Data section START
PR #807, opened 2016-03-17
Added commandline-argument "-joinserver"

AnotherFoxGuy:
Now you can join an MP-server with
```
RoR.exe -joinserver="server:port"
```
for example
```
RoR.exe -joinserver="ror.ezzg.be:14151"
```

### DIFF
--- a/source/main/main_sim/MainThread.cpp
+++ b/source/main/main_sim/MainThread.cpp
@@ -1,28 +1,28 @@
 /*
-	This source file is part of Rigs of Rods
-	Copyright 2005-2012 Pierre-Michel Ricordel
-	Copyright 2007-2012 Thomas Fischer
-	Copyright 2013-2014 Petr Ohlidal
+This source file is part of Rigs of Rods
+Copyright 2005-2012 Pierre-Michel Ricordel
+Copyright 2007-2012 Thomas Fischer
+Copyright 2013-2014 Petr Ohlidal
 
-	For more information, see http://www.rigsofrods.com/
+For more information, see http://www.rigsofrods.com/
 
-	Rigs of Rods is free software: you can redistribute it and/or modify
-	it under the terms of the GNU General Public License version 3, as
-	published by the Free Software Foundation.
+Rigs of Rods is free software: you can redistribute it and/or modify
+it under the terms of the GNU General Public License version 3, as
+published by the Free Software Foundation.
 
-	Rigs of Rods is distributed in the hope that it will be useful,
-	but WITHOUT ANY WARRANTY; without even the implied warranty of
-	MERCHANTABILITY or FITNESS FOR A PARTICULAR PURPOSE.  See the
-	GNU General Public License for more details.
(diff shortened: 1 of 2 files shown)


tritonas00:
:+1:

Hiradur:
:+1:

mikadou:
:+1: 

Because of the upcoming 0.4.6 release there was a somewhat mutual agreement to defer new features until after the release. Then, however, the forum shutdown happened. I'd say let's go back to normal development mode and merge pending changes while forum and website issues still need to be sorted out. I don't see a new release happening before these things have settled.  Your Thoughts?

disloyalpick:
:+1:  @mikadou

Hotrod55:
I feel like we should just mark 0.4.6 as released on GitHub, 0.4.5.1 is already old and buggy compared to the latest master, and the only way to currently download the 0.4.6 setup is from @AnotherFoxGuy's site, which isn't really "official".

Hiradur:
> I feel like we should just mark 0.4.6 as released on GitHub

Then it may go unnoticed however.

AnotherFoxGuy:
> Then it may go unnoticed, however.  

Now that http://rigsofrods.org/ has most of the active members that were on the old forum, can't we just release it and post a thread on there?

Hiradur:
Well, most people on ror.org already know about the release candidate. I think if we release it after ror.com is finished it would attract more visitors and show the project is indeed not dead.

ulteq:
I like those changes, but could you try to fix the whitespace reformatting?

The [actual changes](https://github.com/RigsOfRods/rigs-of-rods/pull/807/files?w=1) are hard to see in this commit.

ulteq:
Maybe just do this (https://github.com/RigsOfRods/rigs-of-rods/pull/807/commits/7d4f96f8561241db708cfb0814bce9f81d14c6c1) in a separate PR?

only-a-ptr:
@AnotherFoxGuy Very good idea, thanks.

However, this PR is a :-1: because of the horrible diffs and also [coding style!](http://ror.avrintech.net/rorwikibackup/index.php/Coding_style)

The only acceptable diff is https://github.com/RigsOfRods/rigs-of-rods/pull/807/commits/55add7cf8702fbaaeec93e255bd9cc657c1a1eec - short, clean, obvious. Although I have a problem with the `sargs` variable name (formerly `serverargs`) ... should be `server_args`. If that's too long for the expressions in there, then perhaps you should do `int colon = server_args.rfind(":")` instead of invoking `rfind()` 3 times in 2 lines of code. :smile:

The other 2 diffs are plain terrible. Apparently you're using some auto-formatter on everything you edit. Don't do that. Our sources do need re-formatting, we have mixed tabs/spaces and inconsistent `{}`s, but if you wan't to fix this, do it in separate "[cleanup] Whitespace/braces/whatever..." commits instead of mixing it with changes. Further, stick to the templates in our [coding style document](http://ror.avrintech.net/rorwikibackup/index.php/Coding_style). For instance, the license block and file-doc comment were formatted incorrectly.

PR #809, opened 2016-03-21
Updated crashrpt to 1.4.3

AnotherFoxGuy:
Updated the windows crash report tool to the latest version


ulteq:
Are we ever going to use that tool again. Opinions @only-a-ptr, @Hiradur?

Hiradur:
Isn't this Windows only? I can't comment on how useful it would be but I definitely won't be using it.

ulteq:
> what exactly is our target VS version now?

VS 2015

PR #810, opened 2016-03-22
Added angelscript function moveObject

AnotherFoxGuy:
Now you can move an object spawned with AngelScript using
```
game.moveObject("truckshop", position);
```

It doesn't update the collision box


Hiradur:
cool idea but not moving the collision box causes confusion, doesn't it?

ulteq:
What is the intended use case for this function? Map making?

You could call the function `moveObjectVisuals` to avoid confusions.

PR #811, opened 2016-03-22
Credits update

AnotherFoxGuy:
Updated the game credits window

### DIFF
--- a/source/main/gui/panels/GUI_GameAbout.cpp
+++ b/source/main/gui/panels/GUI_GameAbout.cpp
@@ -92,23 +92,22 @@ bool CLASS::IsVisible()
 void CLASS::initMisc()
 {
 	Ogre::UTFString AuthorsText = "";
-	Ogre::UTFString orange      = U("#FF7D02"); // colour key shortcut
-	Ogre::UTFString white       = U("#FFFFFF"); // colour key shortcut
-	Ogre::UTFString color1      = U("#66FF33"); // colour key shortcut
-	Ogre::UTFString newline     = U("\n");
+	Ogre::UTFString orange = U("#FF7D02"); // colour key shortcut
+	Ogre::UTFString white = U("#FFFFFF"); // colour key shortcut
+	Ogre::UTFString color1 = U("#66FF33"); // colour key shortcut
+	Ogre::UTFString newline = U("\n");
 
 	//Authors:
 	AuthorsText = orange + "Authors:" + newline;
 	AuthorsText = AuthorsText + color1 + "Pierre-Michel Ricordel (pricorde):" + white + " Physics Genius, Original Author, Core Developer, retired" + newline;
-	AuthorsText = AuthorsText + color1 + "Thomas Fischer (tdev):" + white + " Core Developer, inactive" + newline;	
-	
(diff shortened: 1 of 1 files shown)


source/main/gui/panels/GUI_GameAbout.cpp
```diff
@@ -131,18 +130,20 @@ void CLASS::initMisc()
...
 	AuthorsText = AuthorsText + color1 + "Klink:" + white + " Terrains conversion, few fixes and tweaks, dashboard designer" + newline;
 	AuthorsText = AuthorsText + color1 + "hagdervriese:" + white + " Linux fixes" + newline;
+	AuthorsText = AuthorsText + color1 + "AnotherFoxGuy:" + white + " Various fixes" + newline;
 
 	//Core Content Contributors
 	AuthorsText = AuthorsText + newline;
 	AuthorsText = AuthorsText + orange + "Core Content Contributors:" + newline;
 	AuthorsText = AuthorsText + color1 + "donoteat:" + white + " Improved spawner models, terrain work" + newline;
-	AuthorsText = AuthorsText + color1 + "kevinmce:" + white + " old Character" + newline;
-	AuthorsText = AuthorsText + color1 + "09Challenger:" + white + " new character animations" + newline;
```
Hiradur: What about 09 challenger? Is it safe to remove him entirely? Nothing left that he contributed?

AnotherFoxGuy: I believe that he only made a few vehicles and the animation for the character

ulteq: Both `kevinmce` and `09Challenger` are also mentioned here: https://github.com/RigsOfRods/rigs-of-rods/blob/028518296ae867f0edc3267a153725bd0b76cc67/AUTHORS.md

I think we should leave them in. What does @only-a-ptr say?

disloyalpick:
I agree with @ulteq No matter how little they contribute, they still help the future of RoR, so I say keep them. :+1:

vido89:
Also agree with @ulteq and @disloyalpick they should not be removed, put them at least in new section "early contrib" or "pre 0.4"

ulteq:
> I believe that he only made a few vehicles and the animation for the character

The animation we currently use?

Hiradur:
> The animation that we currently use?

They were made by hagdervriese, however, I'm not sure if he remade everything or just added missing animations.

only-a-ptr:
I don't like descriptions like "_old_ character" and "_new_ character animations" in the About window. What's _old_? Does this refer to 0.36's rorbot? The panel should either:
* reflect only current state of the game (which it already does, see "active/inactive" contributors) -> remove kevinmce (who made the current model, anyway?) and update 09challenger to "character animations"
* give up on time information altogether, i.e. kevinmce="character", though this is inaccurate. 
* add explicit timing, i.e. kevinmce="character, versions <0.4". But do we even have detailed enough info?

Speciesx:
https://github.com/AnotherFoxGuy/rigs-of-rods/blob/CreditsUpdate/source/main/gui/panels/GUI_GameAbout.cpp#L193
Since boost is gone, you can also remove this.

Hiradur:
and from DEPENDENCIES.md and BUILDING.md

PR #812, opened 2016-03-22
Add FreeBSD specific include

monwarez:
I am trying to get rigs of rods working again on FreeBSD.
Since I get some linking error with 270e084 (like multiple definition of function located at paged geometry). That's why I am looking to build the latest commit instead.
I finished the build but I am still getting multiple definition of function.
Example:
```
/usr/local/lib/libMyGUI.OgrePlatform.a(MyGUI_OgreRenderManager.cpp.o): In function `MyGUI::OgreRenderManager::getTexture(std::__1::basic_string<char, std::__1::char_traits<char>, std::__1::allocator<char> > const&)':
/usr/ports/x11-toolkits/mygui-ogre/work/mygui-MyGUI3.2.2/Platforms/Ogre/OgrePlatform/src/MyGUI_OgreRenderManager.cpp:(.text+0x3060): multiple definition of `MyGUI::OgreRenderManager::getTexture(std::__1::basic_string<char, std::__1::char_traits<char>, std::__1::allocator<char> > const&)'
/usr/local/lib/libMyGUI.OgrePlatform.a(MyGUI_OgreRenderManager.cpp.o):/usr/ports/x11-toolkits/mygui-ogre/work/mygui-MyGUI3.2.2/Platforms/Ogre/OgrePlatform/src/MyGUI_OgreRenderManager.cpp:(.text+0x3060): first defined here
```
I get same kind of error with paged geometry. And finally I get undefined reference for
`Ogre::SharedPtr<Ogre::Texture>::~SharedPtr()`
For the last one, I think it's an issue with mygui ogre plugin (because it is in libMyGUI.OgrePlatform.a).

### DIFF
--- a/source/main/physics/BeamFactory.cpp
+++ b/source/main/physics/BeamFactory.cpp
@@ -48,6 +48,7 @@ along with Rigs of Rods.  If not, see <http://www.gnu.org/licenses/>.
 #ifdef __FreeBSD__
 #include <sys/types.h>
 #include <sys/sysctl.h>
+#endif
 
 #ifdef USE_MYGUI
 #include "GUIMp.h"
--- a/source/main/physics/BeamFactory.cpp
+++ b/source/main/physics/BeamFactory.cpp
@@ -45,6 +45,10 @@ along with Rigs of Rods.  If not, see <http://www.gnu.org/licenses/>.
 #include <sys/sysinfo.h>
 #endif
 
+#ifdef __FreeBSD__
+#include <sys/types.h>
+#include <sys/sysctl.h>
+
 #ifdef USE_MYGUI
 #include "GUIMp.h"
 #include "GUIMenu.h"


Hiradur:
Nice to see someone trying to get it to work on FreeBSD.

> I get same kind of error with paged geometry. And finally I get undefined reference for
> Ogre::SharedPtr<Ogre::Texture>::~SharedPtr()

At which line of code is this? Are you building with C++11?

It's possible that some #ifdef (in the code itself or in the CMake files) don't trigger on FreeBSD, so I'd check that first.

monwarez:
Yes I am building with c++11(maybe I should try without). I have no idea about the line code, the error come at the very end when linking: `bin/RoR`.

Hiradur:
> the error come at the very end when linking: bin/RoR

You may be missing an #include somewhere then. First you need to find out which header from Ogre declares this and then you have to add an include of that header to the code for the object file which is missing the reference to this function.

> another problem is that I am not 100% sure that my port of paged-geometry and caelum are really working, how can I test them ?

There should be some samples included with these libraries. You can compile them and run them to see if it works.

ulteq:
Does this really fix build errors on FreeBSD? If so, can we merge it?

monwarez:
It fix compiling stage, not linking stage. I think you can merge it. (It's to replace _GNU_SOURCE include with FreeBSD specific include : 'sys/sysinfo.h' replaced by 'sys/types.h' and sys/sysctl.h' see man sysctl: http://www.unix.com/man-page/FreeBSD/3/sysctl/)

PR #813, opened 2016-03-25
Added angelscript function getNodePosition

AnotherFoxGuy:
Now you can get a position of a node using:
```
BeamClass @np_truck0 = game.getTruckByNum(0);		
vector3 vec = np_truck0.getNodePosition(121);
```

### DIFF
--- a/source/main/physics/Beam.cpp
+++ b/source/main/physics/Beam.cpp
@@ -6597,3 +6597,15 @@ bool Beam::inRange(float num, float min, float max)
 {
 	return (num <= max && num >= min);
 }
+
+Vector3 Beam::getNodePosition(int nodeNumber)
+{
+	if(nodeNumber >= 0 && nodeNumber < free_node)
+	{
+		return nodes[nodeNumber].AbsPosition;
+	}
+	else
+	{
+		return Ogre::Vector3();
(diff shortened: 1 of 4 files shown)


source/main/physics/Beam.cpp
Data section END
**What the task requires:**
Please show every line above that includes the word "shown".

**Problem solution:**
(diff shortened: 1 of 2 files shown)
(diff shortened: 1 of 1 files shown)
(diff shortened: 1 of 4 files shown)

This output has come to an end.